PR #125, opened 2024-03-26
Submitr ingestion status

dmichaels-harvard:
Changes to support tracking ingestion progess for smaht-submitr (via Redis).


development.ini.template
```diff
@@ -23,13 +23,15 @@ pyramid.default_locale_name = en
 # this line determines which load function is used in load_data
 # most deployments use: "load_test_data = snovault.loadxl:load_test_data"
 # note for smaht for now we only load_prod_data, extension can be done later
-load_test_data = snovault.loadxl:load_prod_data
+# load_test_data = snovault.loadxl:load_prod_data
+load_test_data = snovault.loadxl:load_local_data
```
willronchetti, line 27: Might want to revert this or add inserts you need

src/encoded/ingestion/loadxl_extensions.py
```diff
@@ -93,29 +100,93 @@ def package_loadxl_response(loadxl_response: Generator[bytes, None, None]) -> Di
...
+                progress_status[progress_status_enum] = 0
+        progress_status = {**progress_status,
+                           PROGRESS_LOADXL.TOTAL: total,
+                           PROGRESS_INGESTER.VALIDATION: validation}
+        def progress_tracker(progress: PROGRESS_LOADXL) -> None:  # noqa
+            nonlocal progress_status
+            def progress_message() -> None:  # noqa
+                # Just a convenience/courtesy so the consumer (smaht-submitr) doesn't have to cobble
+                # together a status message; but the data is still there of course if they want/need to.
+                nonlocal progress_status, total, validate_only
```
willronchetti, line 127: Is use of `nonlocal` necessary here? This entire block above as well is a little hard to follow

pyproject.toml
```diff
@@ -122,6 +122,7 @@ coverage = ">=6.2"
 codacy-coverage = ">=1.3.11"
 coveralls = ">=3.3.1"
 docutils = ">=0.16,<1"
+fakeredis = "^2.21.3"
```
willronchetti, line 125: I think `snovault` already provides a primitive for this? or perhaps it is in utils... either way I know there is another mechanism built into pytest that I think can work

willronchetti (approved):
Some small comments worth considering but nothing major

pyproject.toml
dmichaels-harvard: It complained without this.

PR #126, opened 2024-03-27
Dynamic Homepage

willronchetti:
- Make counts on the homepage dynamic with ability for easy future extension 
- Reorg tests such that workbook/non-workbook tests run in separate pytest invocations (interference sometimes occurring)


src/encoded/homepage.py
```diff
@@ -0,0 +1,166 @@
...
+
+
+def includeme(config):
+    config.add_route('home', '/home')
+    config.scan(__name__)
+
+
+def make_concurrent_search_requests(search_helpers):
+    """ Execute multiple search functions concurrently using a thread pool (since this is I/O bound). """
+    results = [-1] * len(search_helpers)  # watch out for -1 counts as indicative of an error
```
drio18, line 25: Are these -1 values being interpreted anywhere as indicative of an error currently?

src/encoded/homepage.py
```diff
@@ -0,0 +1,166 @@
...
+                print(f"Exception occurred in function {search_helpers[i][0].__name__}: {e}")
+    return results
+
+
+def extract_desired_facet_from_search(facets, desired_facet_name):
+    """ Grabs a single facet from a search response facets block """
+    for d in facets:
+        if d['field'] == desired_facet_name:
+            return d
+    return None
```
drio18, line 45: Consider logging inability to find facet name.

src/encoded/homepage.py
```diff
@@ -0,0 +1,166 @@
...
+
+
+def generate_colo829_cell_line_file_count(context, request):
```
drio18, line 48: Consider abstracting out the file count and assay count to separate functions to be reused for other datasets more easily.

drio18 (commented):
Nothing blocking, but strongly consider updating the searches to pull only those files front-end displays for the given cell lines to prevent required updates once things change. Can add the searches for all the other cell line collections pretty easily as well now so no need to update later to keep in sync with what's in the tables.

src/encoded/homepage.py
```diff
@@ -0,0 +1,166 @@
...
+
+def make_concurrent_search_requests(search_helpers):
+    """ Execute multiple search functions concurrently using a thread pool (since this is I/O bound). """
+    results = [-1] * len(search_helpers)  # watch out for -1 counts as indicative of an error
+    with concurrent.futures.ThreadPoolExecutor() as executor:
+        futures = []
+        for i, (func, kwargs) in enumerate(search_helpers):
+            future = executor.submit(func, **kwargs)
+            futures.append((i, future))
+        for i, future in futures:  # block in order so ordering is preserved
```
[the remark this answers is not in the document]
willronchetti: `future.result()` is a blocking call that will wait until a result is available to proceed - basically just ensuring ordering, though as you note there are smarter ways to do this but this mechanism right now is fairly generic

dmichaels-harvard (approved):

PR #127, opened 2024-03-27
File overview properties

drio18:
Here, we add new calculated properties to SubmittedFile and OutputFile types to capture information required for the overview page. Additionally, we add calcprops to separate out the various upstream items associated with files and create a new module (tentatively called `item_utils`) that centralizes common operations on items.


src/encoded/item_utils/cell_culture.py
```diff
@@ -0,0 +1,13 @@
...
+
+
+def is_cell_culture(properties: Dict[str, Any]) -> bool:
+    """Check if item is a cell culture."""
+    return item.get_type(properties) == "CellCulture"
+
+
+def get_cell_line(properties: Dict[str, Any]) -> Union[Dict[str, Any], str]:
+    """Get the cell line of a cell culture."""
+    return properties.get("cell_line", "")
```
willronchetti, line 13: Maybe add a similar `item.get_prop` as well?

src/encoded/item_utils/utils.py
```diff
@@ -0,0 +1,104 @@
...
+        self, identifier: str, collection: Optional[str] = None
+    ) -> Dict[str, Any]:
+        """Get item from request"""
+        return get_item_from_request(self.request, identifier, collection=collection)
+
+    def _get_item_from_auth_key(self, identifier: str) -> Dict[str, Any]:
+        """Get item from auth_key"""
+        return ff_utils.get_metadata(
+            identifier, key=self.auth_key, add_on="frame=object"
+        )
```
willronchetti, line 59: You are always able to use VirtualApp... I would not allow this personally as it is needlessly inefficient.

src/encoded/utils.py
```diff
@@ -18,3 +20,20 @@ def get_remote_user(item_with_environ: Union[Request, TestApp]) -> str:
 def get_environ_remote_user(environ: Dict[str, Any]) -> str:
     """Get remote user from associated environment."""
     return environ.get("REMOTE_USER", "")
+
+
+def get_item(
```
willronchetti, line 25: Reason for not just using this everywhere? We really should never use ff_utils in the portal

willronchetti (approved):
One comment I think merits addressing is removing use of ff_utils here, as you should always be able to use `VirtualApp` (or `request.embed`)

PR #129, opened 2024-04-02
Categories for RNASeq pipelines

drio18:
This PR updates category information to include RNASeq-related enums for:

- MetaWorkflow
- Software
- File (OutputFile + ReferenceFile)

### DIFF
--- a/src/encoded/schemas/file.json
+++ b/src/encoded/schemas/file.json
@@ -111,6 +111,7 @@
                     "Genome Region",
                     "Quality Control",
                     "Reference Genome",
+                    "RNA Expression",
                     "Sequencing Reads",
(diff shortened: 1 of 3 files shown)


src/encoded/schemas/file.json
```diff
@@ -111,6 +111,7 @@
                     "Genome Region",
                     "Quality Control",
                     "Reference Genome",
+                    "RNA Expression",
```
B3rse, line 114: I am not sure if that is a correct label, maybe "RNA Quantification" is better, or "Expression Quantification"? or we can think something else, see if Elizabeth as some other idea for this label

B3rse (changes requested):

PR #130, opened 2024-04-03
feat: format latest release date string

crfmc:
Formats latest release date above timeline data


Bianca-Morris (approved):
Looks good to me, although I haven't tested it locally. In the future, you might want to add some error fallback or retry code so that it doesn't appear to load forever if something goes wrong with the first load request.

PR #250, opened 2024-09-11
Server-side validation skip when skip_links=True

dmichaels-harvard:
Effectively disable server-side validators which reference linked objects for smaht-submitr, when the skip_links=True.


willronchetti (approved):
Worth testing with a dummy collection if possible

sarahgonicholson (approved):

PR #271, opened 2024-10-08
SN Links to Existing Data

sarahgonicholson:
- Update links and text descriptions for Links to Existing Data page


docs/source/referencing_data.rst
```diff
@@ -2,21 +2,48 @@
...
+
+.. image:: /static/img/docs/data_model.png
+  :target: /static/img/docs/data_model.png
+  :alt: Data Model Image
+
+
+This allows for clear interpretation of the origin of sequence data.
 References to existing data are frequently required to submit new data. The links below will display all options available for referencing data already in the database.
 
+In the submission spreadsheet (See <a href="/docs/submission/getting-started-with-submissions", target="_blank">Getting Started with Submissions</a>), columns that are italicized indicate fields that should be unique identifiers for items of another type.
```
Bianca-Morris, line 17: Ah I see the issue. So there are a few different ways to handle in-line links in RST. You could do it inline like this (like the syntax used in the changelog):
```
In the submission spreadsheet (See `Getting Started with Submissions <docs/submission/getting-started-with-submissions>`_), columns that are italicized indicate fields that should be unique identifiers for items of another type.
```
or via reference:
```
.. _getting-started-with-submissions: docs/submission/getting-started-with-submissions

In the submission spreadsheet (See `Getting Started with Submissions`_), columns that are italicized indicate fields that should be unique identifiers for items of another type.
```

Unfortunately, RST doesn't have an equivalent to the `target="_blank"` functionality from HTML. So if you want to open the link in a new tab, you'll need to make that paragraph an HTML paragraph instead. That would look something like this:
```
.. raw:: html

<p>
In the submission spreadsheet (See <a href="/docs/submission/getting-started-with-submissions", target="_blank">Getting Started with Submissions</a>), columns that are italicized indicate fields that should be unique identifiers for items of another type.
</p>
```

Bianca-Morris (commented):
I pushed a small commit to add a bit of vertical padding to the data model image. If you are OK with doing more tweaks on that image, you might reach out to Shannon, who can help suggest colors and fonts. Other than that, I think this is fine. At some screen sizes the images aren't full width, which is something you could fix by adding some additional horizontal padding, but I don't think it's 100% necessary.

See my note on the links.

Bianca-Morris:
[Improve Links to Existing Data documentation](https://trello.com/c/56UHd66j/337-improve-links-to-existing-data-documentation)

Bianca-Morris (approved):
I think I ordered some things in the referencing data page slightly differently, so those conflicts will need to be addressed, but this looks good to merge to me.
--
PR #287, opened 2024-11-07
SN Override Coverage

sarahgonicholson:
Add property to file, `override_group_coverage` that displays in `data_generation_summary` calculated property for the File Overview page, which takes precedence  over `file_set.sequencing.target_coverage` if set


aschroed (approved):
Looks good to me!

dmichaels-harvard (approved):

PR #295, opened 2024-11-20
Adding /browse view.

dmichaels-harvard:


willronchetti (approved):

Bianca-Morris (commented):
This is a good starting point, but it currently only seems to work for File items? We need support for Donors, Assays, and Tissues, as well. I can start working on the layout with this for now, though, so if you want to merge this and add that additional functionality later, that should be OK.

> [Task instructions]: Retrieve all lines from the data that contain the string "encoded".

> [Result]:
src/encoded/ingestion/loadxl_extensions.py
src/encoded/homepage.py
src/encoded/homepage.py
src/encoded/homepage.py
src/encoded/homepage.py
src/encoded/item_utils/cell_culture.py
src/encoded/item_utils/utils.py
src/encoded/utils.py
--- a/src/encoded/schemas/file.json
+++ b/src/encoded/schemas/file.json
src/encoded/schemas/file.json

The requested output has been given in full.